In the mid-1960s, David Crosby rose to fame as a member of The Byrds, a foundational folk-rock group championing the recent innovations of the stylistic pioneer Bob Dylan. Though the band enjoyed several prominent hits, none sold quite so well as their version of Dylan’s song ‘Mr. Tambourine Man’. The cover appeared on the group’s 1965 album of the same name, which consisted mostly of folk covers.

Crosby was expelled from The Byrds in late 1967. He had clearly rubbed his bandmates up the wrong way, prompting their bitter justification that he was “crazy and unsociable and a bad writer and a terrible singer”. No doubt the singer-songwriter was a little unhinged, especially during some periods of his life, but the last two items on the list seemed spiteful and inaccurate. 

For all his alleged personal faults, David Crosby was a talented singer with an iconic voice. His songwriting began to blossom with The Byrds before reaching full bloom in his next chapter, collaborating with Buffalo Springfield’s Stephen Stills and Neil Young, and The Hollies’ Graham Nash.
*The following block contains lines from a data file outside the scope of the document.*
PR #795, opened 2019-04-15
Copy improvements

luisivan:
Mainly trying to clarify things for users and remove technical terms like *quorum* or *execution*


sohkai:
@luisivan This branch was created from quite an old commit (end of Feb); could you do a `git merge`, fix the conflicts, and push again?

apps/voting/app/src/components/VotePanelContent.js
```diff
@@ -187,7 +187,7 @@ class VotePanelContent extends React.Component {
           </div>
           <div>
             <h2>
-              <Label>Quorum progress</Label>
+              <Label>Total yes votes</Label>
```
john-light: I don't think `Total yes votes` really captures what is being shown (which is a % anyways)

Screenshot_2019-04-15 Aragon

Users _have_ to know what min. quorum is to have intelligent conversations about a vote e.g. 
Alice: "Why didn't this vote pass even though it has more yes than no votes?" 
Bob: "The minimum quorum threshold wasn't reached." 

So I would actually change it to `Min. Quorum progress` since this is how we refer to it in onboarding and the user guide.

apps/voting/app/src/components/VoteSuccess.js
```diff
@@ -19,7 +19,8 @@ const VoteSuccess = ({ settings, vote, ...props }) => (
             <Icon />
           </IconWrapper>
           <StatusLabel>
-            {success ? 'Vote will pass' : 'Vote won’t pass'}
+            Current outcome:
+            {success ? ' Yes' : ' No'}
```
john-light: I don't think a simple "Yes" or "No" is going to tell a user what's going on here:

Screenshot_2019-04-15 Aragon(1)

apps/voting/app/src/components/VoteSummary.js
```diff
@@ -21,7 +21,7 @@ const VoteSummary = ({ vote, tokenSymbol, tokenDecimals, ready }) => {
       <Header>
         <span>
           <Text color={theme.textSecondary} smallcaps>
-            Current support{' '}
+            Votes{' '}
```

By the time he formed CSNY (or CSN when Young was absent), Crosby had also connected with Joni Mitchell, another significant influence on his songwriting.
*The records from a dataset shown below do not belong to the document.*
PR #797, opened 2019-04-16
Payroll: Fix exchange rates request call

### LINKED ISSUE #792: Payroll: denomination token should be passed as the 'quote' to PPF
The denomination token should always be the `quote` and the `base` should be the token that we are asking the price for (see [`PPF.get`](https://github.com/aragon/ppf/blob/master/packages/ppf-contracts/contracts/PPF.sol#L95)). 

This is currently swapped in the Payroll contract so the rates will be inverted.

facuspagnuolo:
Fixes #792 

Tests won't pass until we have a new version of PPF released including  https://github.com/aragon/ppf/pull/19, https://github.com/aragon/ppf/pull/20, https://github.com/aragon/ppf/pull/21, https://github.com/aragon/ppf/pull/22, and https://github.com/aragon/ppf/pull/23 changes

### DIFF
--- a/future-apps/payroll/contracts/Payroll.sol
+++ b/future-apps/payroll/contracts/Payroll.sol
@@ -690,9 +690,7 @@ contract Payroll is EtherTokenConstant, IForwarder, IsContract, AragonApp {
             return ONE;
         }
 
-        uint128 xrt;
-        uint64 when;
-        (xrt, when) = feed.get(denominationToken, _token);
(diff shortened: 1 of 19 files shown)


facuspagnuolo:
@sohkai after changing the way we were mocking PPF, many tests started failing since they were expecting different payout amounts due to the wrong rates, fixing the contract fixed those as well :)

sohkai:
Haha that sounds reasonable 👍.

Speaking to Joe Bosso in a past interview, Crosby reflected on the CSN debut album, Crosby, Stills & Nash, as one of the proudest releases of his career. “The term ‘supergroup’ didn’t exist until we formed,” he claimed.

Adding, “We had all been in successful bands before, but something like us had never happened. We set the precedent. And for us to become even bigger than our previous bands, that was even more unique.”

Indeed, the 1969 album was a seismic release and seemed to coin the term “supergroup”. Unlike much of Crosby’s material with the Byrds, Crosby, Stills & Nash was entirely constructed from original material. Crosby contributed two original songs, ‘Guinnevere’ and ‘Long Time Gone’, and received a co-writing credit for the classic song ‘Wooden Ships’. He and Stills wrote the song alongside Paul Kantner, who recorded it with his band Jefferson Airplane.

While appraising his songwriting contributions to the supergroup, Crosby picked out ‘Guinnevere’ as a favourite. The song stretches over three verses, each about a different woman: one was Joni Mitchell, another was Christine Hinton, and the third Crosby refused to identify. “I do think this one is beautiful. It could be my best,” he beamed.

Crosby is often happy with either the lyrics or the music, but in ‘Guinnevere’ he felt he had the perfect balance of the two. “I like it musically, I like it lyrically, and I like the mood that it creates a lot,” he said. Firstly, he noted the “intricate and delicious” structure, which cycles through 4/4, 6/8 and 7/4 in each verse. He also used an alternate tuning, which made for a more unique chord progression. “The guitar pattern, I can’t say how it came about,” Crosby added. “I just fooled around, and it came out. It’s in a very odd tuning that a guy from the Midwest showed me one time.”

A year after the CSN debut album, the trio teamed up with Neil Young for the classic album Déjà Vu. The robust tour de force featured songwriting contributions from all four members and a cover of Joni Mitchell’s ‘Woodstock’. Crosby penned the title track and the enduring rock out ‘Almost Cut My Hair’, the latter of which Young describes as the pinnacle of Crosby’s songwriting.

“It’s really Crosby at what I think is his best,” Young told Rolling Stone in 1970.